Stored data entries
--------------------

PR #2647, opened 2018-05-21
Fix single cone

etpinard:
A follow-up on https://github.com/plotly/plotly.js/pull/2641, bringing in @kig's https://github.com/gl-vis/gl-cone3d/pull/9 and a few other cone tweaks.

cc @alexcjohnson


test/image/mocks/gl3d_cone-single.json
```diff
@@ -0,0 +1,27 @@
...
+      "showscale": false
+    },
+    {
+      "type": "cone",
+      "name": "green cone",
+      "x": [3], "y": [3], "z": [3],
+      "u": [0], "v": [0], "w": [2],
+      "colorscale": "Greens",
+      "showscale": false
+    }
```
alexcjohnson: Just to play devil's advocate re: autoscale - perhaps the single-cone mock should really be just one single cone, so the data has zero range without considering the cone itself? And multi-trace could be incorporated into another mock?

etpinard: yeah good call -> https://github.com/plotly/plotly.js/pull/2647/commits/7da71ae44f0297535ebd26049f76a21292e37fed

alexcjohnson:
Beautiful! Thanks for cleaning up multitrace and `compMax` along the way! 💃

--------------------

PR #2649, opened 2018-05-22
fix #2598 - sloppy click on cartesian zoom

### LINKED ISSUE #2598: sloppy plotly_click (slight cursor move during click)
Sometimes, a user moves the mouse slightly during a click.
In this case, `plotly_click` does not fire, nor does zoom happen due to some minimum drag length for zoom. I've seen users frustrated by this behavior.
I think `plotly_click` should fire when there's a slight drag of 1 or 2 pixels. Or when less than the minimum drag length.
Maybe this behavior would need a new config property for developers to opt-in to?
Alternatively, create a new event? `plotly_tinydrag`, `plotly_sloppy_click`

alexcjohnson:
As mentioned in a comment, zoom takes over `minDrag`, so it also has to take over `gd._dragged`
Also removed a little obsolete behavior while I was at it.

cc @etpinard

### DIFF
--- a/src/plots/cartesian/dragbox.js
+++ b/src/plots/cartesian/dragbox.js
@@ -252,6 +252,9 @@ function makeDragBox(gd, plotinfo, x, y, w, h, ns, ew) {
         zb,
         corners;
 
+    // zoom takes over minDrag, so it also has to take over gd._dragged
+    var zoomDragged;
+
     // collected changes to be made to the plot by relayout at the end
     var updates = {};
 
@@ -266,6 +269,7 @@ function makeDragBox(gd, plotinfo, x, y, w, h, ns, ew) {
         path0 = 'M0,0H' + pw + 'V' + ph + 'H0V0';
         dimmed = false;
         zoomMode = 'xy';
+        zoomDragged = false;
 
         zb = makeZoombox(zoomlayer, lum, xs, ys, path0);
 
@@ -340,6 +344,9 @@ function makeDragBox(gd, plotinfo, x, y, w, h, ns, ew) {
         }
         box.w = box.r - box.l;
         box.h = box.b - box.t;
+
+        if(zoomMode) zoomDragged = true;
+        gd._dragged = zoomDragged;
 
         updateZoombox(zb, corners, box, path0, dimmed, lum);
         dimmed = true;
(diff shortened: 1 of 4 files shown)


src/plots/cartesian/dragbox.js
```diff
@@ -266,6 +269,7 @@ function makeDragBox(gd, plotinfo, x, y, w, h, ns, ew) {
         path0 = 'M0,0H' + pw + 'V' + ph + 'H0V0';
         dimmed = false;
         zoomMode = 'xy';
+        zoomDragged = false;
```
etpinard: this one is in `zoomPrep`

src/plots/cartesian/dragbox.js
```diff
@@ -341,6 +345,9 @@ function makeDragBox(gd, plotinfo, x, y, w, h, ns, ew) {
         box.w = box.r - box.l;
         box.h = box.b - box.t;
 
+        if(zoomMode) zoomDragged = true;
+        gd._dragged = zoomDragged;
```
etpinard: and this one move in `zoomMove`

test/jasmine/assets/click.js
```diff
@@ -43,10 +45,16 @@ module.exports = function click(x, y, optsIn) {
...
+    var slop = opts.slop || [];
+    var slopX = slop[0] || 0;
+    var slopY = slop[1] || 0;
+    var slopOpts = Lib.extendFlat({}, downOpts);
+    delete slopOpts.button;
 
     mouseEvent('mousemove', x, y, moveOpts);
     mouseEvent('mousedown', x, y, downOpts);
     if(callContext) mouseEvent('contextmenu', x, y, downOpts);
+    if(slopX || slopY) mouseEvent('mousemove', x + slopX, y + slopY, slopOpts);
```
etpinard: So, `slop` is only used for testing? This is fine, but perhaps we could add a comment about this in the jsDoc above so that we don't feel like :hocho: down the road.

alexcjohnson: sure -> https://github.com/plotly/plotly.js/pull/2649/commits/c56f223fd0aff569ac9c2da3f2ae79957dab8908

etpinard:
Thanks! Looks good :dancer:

--------------------

#### [DESCRIPTION OF THE TASK]
The lines above that hold "take" are the result; show every one of them.

#### [TASK ANSWER]
As mentioned in a comment, zoom takes over `minDrag`, so it also has to take over `gd._dragged`
+    // zoom takes over minDrag, so it also has to take over gd._dragged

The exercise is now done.